Zorn Arena
- Interactive map of Zorn Arena
- Full name: Willis L. Zorn Arena
- Address: 105 Garfield Ave. Eau Claire, Wisconsin United States
- Owner: University of Wisconsin–Eau Claire
- Operator: Wisconsin–Eau Claire Blugolds
- Capacity: 3,300
- Type: Arena
- Current use: Basketball volleyball
- Public transit: ECT: 6 7 15 21

Construction
- Opened: 1952
- Closed: 2024; 2 years ago

Tenants
- Wisconsin–Eau Claire Blugolds teams: basketball, volleyball

= W. L. Zorn Arena =

Arena in Eau Claire, Wisconsin, United States

W. L. Zorn Arena, more commonly known as Zorn Arena, is an arena located on the campus of University of Wisconsin–Eau Claire in Eau Claire, Wisconsin. The facility was home to the UW-Eau Claire Blugold Men's & Women's Basketball teams, UW-Eau Claire commencement ceremonies and other events (concerts, visiting artists and lecturers). As the home for men's and women's intercollegiate basketball, Zorn Arena seated nearly 2,500, with a total seating capacity with floor seating of 3,300.

Concerts at the Zorn Arena included Johnny Cash in '74, Stevie Ray Vaughan in '85 (he died years later in a helicopter crash in WI), Joan Jett and the Blackhearts in '89, Tony Bennett in '92, The Wallflowers in '97 (with Bob Dylan's son), The Verve Pipe (from MI) in '97, Canadian comedian Howie Mandel in '97, Third Eye Blind with Smash Mouth in '98, Chicago band OK Go in '09, Eau Claire's Bon Iver in 2011 (for 2 nights), American Idol contestant and country singer Danny Gokey from Milwaukee in '16, and MisterWives (with a female singer) in '18, and St. Paul indie band Hippo Campus in 2019.

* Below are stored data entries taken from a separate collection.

PR #1404, opened 2018-08-31
WIP libcurl with lua->json rest calls.

billw2012:
This adds libcurl for cross platform RESTful things. It also adds a few functions with lua bindings that allow lua objects to be sent as json to a url target.
For myself this is specifically to support sending analytics to external programs/services. Initially it was elasticsearch (which can be targeted directly with this code), and now I am working on a python program to run a custom frontend for DF analytics. 
More generally REST is a very common protocol and lowers the barrier to entry for any integrations with other programs or services.
This is marked WIP as I want to a) test the waters, b) test my code!
libcurl itself is a hugely popular and mature cross platform library, to it is my preference for REST support, however there are potentially some alternatives that include less code, however they are less popular, supported and mature.


.gitmodules
```diff
@@ -16,3 +16,6 @@
 [submodule "depends/jsoncpp"]
 	path = depends/jsoncpp-sub
 	url = ../../open-source-parsers/jsoncpp.git
+[submodule "depends/curl"]
+	path = depends/curl
+	url = ../curl.git
```
BenLubar: This should have `../../[GitHub username]/curl.git` so it doesn't try to load from whoever forks the DFHack repository's account.

billw2012:
What is going on here? My file looks like this:
https://github.com/billw2012/dfhack/blob/libcurl/library/modules/RestApi.cpp
The CodeFactor errors are relating to an old version of that file, why isn't it looking at the latest one? Or does it check each commit separately? If so how can I stop that? Make a new branch with only my latest?

lethosor:
Codefactor is not a required check, so ignore it if its output doesn't make sense. I'll look through this later.

billw2012:
Actually once it is passing I will resubmit from a fresh branch, and remove the vscode config files.

billw2012:
Cleaned up, and squashed to #1406.

PR #1414, opened 2018-12-02
Add some stuff to RFR, and some stonesense fixes.

JapaMala:


plugins/remotefortressreader/remotefortressreader.cpp
```diff
@@ -256,6 +255,252 @@ command_result dump_bp_mods(color_ostream &out, vector <string> & parameters)
...
+                            if(tile.bits.connection_east)// East Connection
+                            {
+                                if(tile.bits.connection_south) // South Connection
+                                {
+                                    if(tile.bits.connection_west) // West Connection
+                                    {
+                                        if(tile.bits.connection_north) // North Connection
+                                            {
+                                                if(tile.bits.trunk)
+                                                    output << "╬";
```
lethosor: I would prefer escapes here (worried about this not working with some compilers or for some developers, although that might be unfounded)

plugins/remotefortressreader/remotefortressreader.cpp
```diff
@@ -2793,6 +3078,11 @@ static command_result GetPartialCreatureRaws(color_ostream &stream, const ListRe
 
             CopyMat(send_tissue->mutable_material(), orig_tissue->mat_type, orig_tissue->mat_index);
         }
+
+        for (int i = 0; i <= ENUM_LAST_ITEM(creature_raw_flags); i++)
```
lethosor: Should use FOR_ENUM_ITEMS or at least ENUM_FIRST_ITEM for consistency (FOR_ENUM_ITEMS would avoid the cast below)

JapaMala:
Huh, somehow didn't get notified of this review. I'll look into tings

plugins/remotefortressreader/df_version_int.h
```diff
@@ -1,2 +1,2 @@
 #pragma once
-#define DF_VERSION_INT 44002
+#define DF_VERSION_INT 44010
```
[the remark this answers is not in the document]
JapaMala: It's only used to block out code sections that I want to keep for backwards compatibility, so it doesn't get changed often.

JapaMala:
jsoncpp change isn't needed. honestly, I thought it was pulled in from the develop branch.

plugins/remotefortressreader/remotefortressreader.cpp
JapaMala: Solved it by getting rid of that function entirely.

JapaMala:
I can't figure out why Travis keeps failing.

plugins/Plugins.cmake
```diff
@@ -111,6 +111,7 @@ MACRO(DFHACK_PLUGIN)
     SET_SOURCE_FILES_PROPERTIES( ${PLUGIN_PROTO_HDRS} PROPERTIES HEADER_FILE_ONLY TRUE )
     LIST(APPEND PLUGIN_SOURCES ${PLUGIN_PROTO_HDRS})
     LIST(APPEND PLUGIN_SOURCES ${PLUGIN_PROTO_SRCS})
+    LIST(APPEND PLUGIN_SOURCES ${PLUGIN_PROTOS})
```
lethosor: Why? This is passed into ADD_LIBRARY below - wouldn't this try to compile .proto files?

lethosor:
Buildmaster has some warnings about comparing an int to `vec.size()`, by the way

plugins/Plugins.cmake
JapaMala: No, the compilers recognize them as not being source files, but this way they show up in the file list in visual studio as an extra file, which makes editing them together with the rest of the stuff much more convenient.

lethosor: Oh, right, like header files

PR #1432, opened 2019-02-09
Improve readme, dependencies, and gitignore

LordGolias:
This basically does small improvements to the build and maintenance of the rep.

See individual commits for details.

### DIFF
--- a/.gitignore
+++ b/.gitignore
@@ -34,6 +34,10 @@ build/install_manifest.txt
 build/_CPack_Packages
 build/dfhack-*.zip
 build/dfhack-*.bz2
+build/*ninja*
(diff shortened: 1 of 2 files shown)


CMakeLists.txt
```diff
@@ -353,6 +353,9 @@ if(UNIX)
         unset(ZLIB_LIBRARY CACHE)
         unset(CMAKE_HAVE_PTHREAD_H CACHE)
     endif()
+
+    # on windows, SDL dependency is not handled by cmake.
+    find_package(SDL REQUIRED)
```
lethosor: This should not be used on macOS

PR #1437, opened 2019-04-27
Auto clothing

JapaMala:
Allows the user to set a how many of each clothing type every citizen should have.


JapaMala:
I'm removing the wip tag from this because it's got everything I was hoping for in it. Still needs longer testing though.

lethosor:
@JapaMala adding this to the r3 list of things, and will test it some, although probably not as much as you did. Let me know if it's really in a state where it shouldn't be merged, though.

JapaMala:
It's pretty much in a usable state right now. Maybe some feedback on the commands could be useful.

ab9rf:
I have a similar project in https://github.com/ab9rf/dfhack/tree/tailor. I haven't had a chance to see if/how what you've done overlaps (or not) with what I'd done.

JapaMala:
Hm, the functionality is similar but different. Yours will check each dwarf to replace old and worn out clothing, and replace them. This will just make sure there's the same number of cloth pants as citizens in your fort.

plugins/autoclothing.cpp
```diff
@@ -0,0 +1,643 @@
...
+        stream << item_subtype << " ";
+        stream << material_category.whole << " ";
+        stream << needed_per_citizen;
+        return stream.str();
+    }
+
+    void Deserialize(std::string s)
+    {
+        stringstream stream(s);
+        stream >> (int16_t&)job_type;
```
lethosor: This is throwing a warning (see buildmaster). I personally don't think it should throw a warning, but it is. Maybe a better solution is defining a custom operator>> for job_type and item_type, although that should probably be done for all DF enums if we're going that route.

JapaMala: I changed it to serialize the enums to string instead of to numbers. It won't be as fast, but it's only when saving and loading, so it should be fine.

lethosor: Cool, thanks for that. Wish the original way had worked... might look into adding I/O operators anyway.

PR #1440, opened 2019-05-17
mousequery map boundary detection fixes

lethosor:
This changes mousequery to use the map dimensions returned from Gui::getDwarfmodeViewDims() to determine map boundaries rather than some complicated (and inconsistent) math with other fields. Granted, mousequery predates the map_x2/y2 fields. However, TWBT breaks the old checks because it modifies the result of getMousePos() to support different map tile sizes. In the case where the map tiles are larger than the surrounding tiles, mousequery would think that the mouse wasn't close to the bottom/right edges of the map when it actually was.

This hopefully fixes some edge detection issues reported on the forums, as well as potential similar issues with other features (tracking and right-button scrolling).

### DIFF
--- a/plugins/mousequery.cpp
+++ b/plugins/mousequery.cpp
@@ -572,12 +572,11 @@ struct mousequery_hook : public df::viewscreen_dwarfmodest
         static decltype(enabler->clock) last_t = 0;
 
         auto dims = Gui::getDwarfmodeViewDims();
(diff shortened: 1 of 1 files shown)


lethosor:
Pvt Pirate reports that this works on the forums, and I can't see any difference from the original behavior without TWBT, so I'm merging it.

PR #1482, opened 2020-01-15
Don't print an error about not being able to get the SDL title in text mode.

BenLubar:


lethosor:
(We could probably get this to work with the appropriate terminal escape sequences, actually, but this works)

PR #1484, opened 2020-01-22
Added switches for farm seeds and plant counts

PatrikLundell:
The file contains a comment at the beginning trying to explain the logic used and the source of that logic.

### DIFF
--- a/docs/Plugins.rst
+++ b/docs/Plugins.rst
@@ -2298,16 +2298,19 @@ by spaces.
 
 Options:
 
-:``-t``: Select trees only (exclude shrubs)
-:``-s``: Select shrubs only (exclude trees)
-:``-c``: Clear designations instead of setting them
-:``-x``: Apply selected action to all plants except those specified (invert
+:``-t``: Tree: Select trees only (exclude shrubs)
+:``-s``: Shrub: Select shrubs only (exclude trees)
+:``-f``: Farming: Designate only shrubs that yield seeds for farming. Implies -s
+:``-c``: Clear: Clear designations instead of setting them
+:``-x``: eXcept: Apply selected action to all plants except those specified (invert
      selection)
-:``-a``: Select every type of plant (obeys ``-t``/``-s``)
-:``-v``: Lists the number of (un)designations per plant
+:``-a``: All: Select every type of plant (obeys ``-t``/``-s``/``-f``)
+:``-v``: Verbose: Lists the number of (un)designations per plant
+:``-n *``: Number: Designate up to * (an integer number) plants of each species
 
-Specifying both ``-t`` and ``-s`` will have no effect. If no plant IDs are specified,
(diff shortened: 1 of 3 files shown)


lethosor:
It would be nice to also have the docs in docs/Plugins.rst updated (but I know that requires Python and some other dependencies, so I can do that if you don't want to deal with those)

PatrikLundell:
I certainly don't know how to rebuild docs. However, I tried to install the Python and Sphinx stuff the "Compiling DFHack" document refers to, followed by docs\gen_changelog (from the dfhack directory), and nothing happened, i.e. the command did not return any feedback and "git status" only mentions the auto generated "depends/jsoncop-sub" file as modified.

It also seems to be a deficiency in the process to require generated documents to be generated for each change and tracked as changes that have to be merged: it should be sufficient to have the source under version control and let the (full) build process generate the resultant ones (as is done with C header files).

lethosor:
Documentation is built by Sphinx as part of the build process, if you set BUILD_DOCS to ON or 1 in your cmake config. gen_changelog.py only produces a .rst file in docs/_auto, which is not tracked in version control, but is included in the Sphinx build to generate the final (HTML) documentation.

> It also seems to be a deficiency in the process to require generated documents to be generated for each change and tracked as changes that have to be merged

The facility is named for Willis "Bill" L. Zorn, UW-Eau Claire's former dean of men, director of athletics and head basketball coach. Zorn Arena was part of a larger complex that included three adjoining facilities: Zorn Arena, C.J. Brewer Hall, and the Earl S. Kjer Theatre.

After Zorn Arena entered into disuse, WECU's athletic teams moved their home games to The Sonnentag Center, opened in 2024. Zorn Arena is planned to be demolished in 2025.